Reading column files o the type data1 data2 data3 v11 v12 v13 . . . . . . . . . vn1 vn2 vn3

print("Read single basic file that contains two rows: particle id and particle name")
file = "tests/data_tests/basic_type/some_particle_names/quarks.txt"
print("Reading %s" % file)
print("*" * 50)
file = ReadFileBase("tests/data_tests/basic_type/some_particle_names/quarks.txt")
print(file.data)

print("\n\nRead all basic files like the one before, but in a given directory")
file = "tests/data_tests/basic_type/some_particle_names/"
print("Reading directory %s" % file)
print("*" * 50)
file = ReadFileBase("tests/data_tests/basic_type/some_particle_names/")
print(file.data)

print("\n\nRead all basic files like the one before, but all found recursively in a given directory")
file = "tests/data_tests/basic_type/"
print("Reading all files found recursively in directory %s" % file)
print("*" * 50)
file = ReadFileBase("tests/data_tests/basic_type/", recursive=True, relabel_events=True)
print(file.data)

Reading lhe files

we will read all data associated with a file in a given data frame by default. In addition to data, there are several options available to filtrate what is intender to be readed exactly.

# Single lhe file
filename = "tests/data_tests/signal/eta_decay_events_mk_0.014980679431428716_eps2_3.8832099149961855e-09.lhe"
print("Reading %s filetring by particle_ids, var_of_interest, and outgoing particles" % filename)
print("*" * 50)
file = ReadLhe(path=filename, particle_ids=[Constants.ELECTRON_ID], var_of_interest=['px'], outgoing=True)
print(file.data)

print("Reading %s filtering by particle_ids, and outgoing particles (all available variables are read" % filename)
print("*" * 50)
file = ReadLhe(path=filename, particle_ids=[Constants.ELECTRON_ID], outgoing=True)
print(file.data)

print("Reading %s filtering by particle_ids (all available variables for particles going in and out are read" % filename)
print("*" * 50)
file = ReadLhe(path=filename, particle_ids=[Constants.ELECTRON_ID])
print(file.data)
print("in out out states")
print(np.unique(file.data["status"]))

print("Reading from %s all particles for all available variables for particles going in and out" % filename)
print("*" * 50)
file = ReadLhe(path=filename)
print(file.data)
print("particle ids")
print(np.unique(file.data["id"]))

# files in a directory
print("\n\nRead all files like the one before, but in a given directory")
filename = "tests/data_tests/signal/"
print("Reading directory %s" % filename)
print("*" * 50)
file = ReadLhe(path=filename)
print(file.data)
print(file.files_dir)
res_dict = file.extract_params_from_path()
print(res_dict)

# files in a directory recursively
print("\n\nRead all basic files like the one before, but all found recursively in a given directory")
filename = "tests/data_tests/signal/"
print("Reading all files found recursively in directory %s" % filename)
print("*" * 50)
file = ReadLhe(filename, recursive=True, relabel_events=True)
print(file.data)
print(file.files_dir)

res_dict = file.extract_params_from_path()
print(res_dict)

Reading root files

Again, we will read all the data in the files and save it in a dataframe by default.

from nndm_library import ReadRoot

# The root file will be readed to the leafs indicated.

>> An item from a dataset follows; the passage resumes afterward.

Issue #7176, opened 2023-06-16
Add an API to programmatically scroll the workspace


BeksOmega:
🚧⚠️🚧 This issue is being saved for **Grace Hopper Open Source Day**. 🚧⚠️🚧 An event we're running to help girls and non-binary technologists make their first contributions to open source! Please see our list of [help wanted issues](https://github.com/google/blockly/issues?page=1&q=is%3Aopen+is%3Aissue+label%3A%22help+wanted%22+-label%3A%22ghc-osd%22) if you'd like to contribute!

The pattern_output first indicates that if the a same root file
#   has names like treeout;2, treeout;3, treeout;4, treeout;5,etc. Then, the one with the lest nomber will be chosen.
#   In the and the complete path to the leafst is like this treeout;{lest_number}/output_base_middle_branch/leaf
print("\n" * 2)
print("*" * 50)
print("Read Root file")
file = ReadRoot("tests/data_tests/background/v_e_scattering/onantinuelepton10125.root",
                output_base_tree="treeout", pattern_output="first", output_base_middle_branch = "/e/out",
                leafs = ["out.t", "out.x", "out.y", "out.z", "out._mass"])
print(file.data)

# The reading can be done to all the .root files that are in a given. In the below example they will be
#   somehting like tests/data_tests/background/v_e_scattering/file1.root,
#                  tests/data_tests/background/v_e_scattering/file2.root.

print("\n" * 2)
print("*" * 50)
print("Read background from all the roots in a given directory")
file = ReadRoot("tests/data_tests/background/v_e_scattering/", output_base_tree="treeout", 
                pattern_output="first", output_base_middle_branch = "/e/out",
                leafs = ["out.t", "out.x", "out.y", "out.z", "out._mass"])
print(file.data)
print(file.files_dir)


# Finally, the reading can also be done to all the files in a given directory recursively. In the example below, it is
#   something like tests/data_tests/background/dir1/file1.root, tests/data_tests/background/dir2/file1.root,
#   tests/data_tests/background/file1.root
print("\n" * 2)
print("*" * 50)
print("Read background all the root found walking through all the directories in the directory specified")
file = ReadRoot("tests/data_tests/background/", output_base_tree="treeout", 
                pattern_output="first", output_base_middle_branch = "/e/out",
                leafs = ["out.t", "out.x", "out.y", "out.z", "out._mass"], recursive=True)
print(file.data)

Othe utils.

# Extract param names and values, along with particl type (check Constants class for the last)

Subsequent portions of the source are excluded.